(Work instruction): In the entries below, find the lines with the word "from" and copy them.

(Records):
-=-=-=-=-

PR #1245, opened 2023-01-25
chore: deprecate pandas-profiling

vascoalramos:
Ticket: [[PLT-720](https://ydata.atlassian.net/browse/PLT-720)]

[PLT-720]: https://ydata.atlassian.net/browse/PLT-720?atlOrigin=eyJpIjoiNWRkNTljNzYxNjVmNDY3MDlhMDU5Y2ZhYzA5YTRkZjUiLCJwIjoiZ2l0aHViLWNvbS1KU1cifQ


vascoalramos (commented):
@fabclmnt  should we keep this setup url link in the deprecation release as it is, delete it or modify it so it points to `https://github.com/ydataai/ydata-profiling`?

fabclmnt:
> @fabclmnt should we keep this setup url link in the deprecation release as it is, delete it or modify it so it points to `https://github.com/ydataai/ydata-profiling`?

Modify to point to ydata-profiling

vascoalramos:
> > @fabclmnt should we keep this setup url link in the deprecation release as it is, delete it or modify it so it points to `https://github.com/ydataai/ydata-profiling`?
> 
> Modify to point to ydata-profiling. Also, Vasco don't forget to add here the Readme I've sent you. It is meant to be used in this branch (the one that will serve the release for pp deprecation)

@fabclmnt , already fixed that and also aligned the branch to only include he strictly necessary (as in the approach from sklearn)

PR #1250, opened 2023-01-26
feat: change package naming

vascoalramos:


fabclmnt (approved):

fabclmnt:
@aquemy can we please remove the documentation files from this PR? There is a branch dedicated to that. I'm asking this for a particular reason, - we want to keep some references as `pandas-profiling` as they are not supported in the most recent versions. 

I've done the work of checking all the paths and where should and should not be changed.

fabclmnt (changes requested):
Remove documentation from this PR. 

Use the other branch instead.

-=-=-=-=-

(Exercise solution):
@fabclmnt , already fixed that and also aligned the branch to only include he strictly necessary (as in the approach from sklearn)
@aquemy can we please remove the documentation files from this PR? There is a branch dedicated to that. I'm asking this for a particular reason, - we want to keep some references as `pandas-profiling` as they are not supported in the most recent versions. 
Remove documentation from this PR. 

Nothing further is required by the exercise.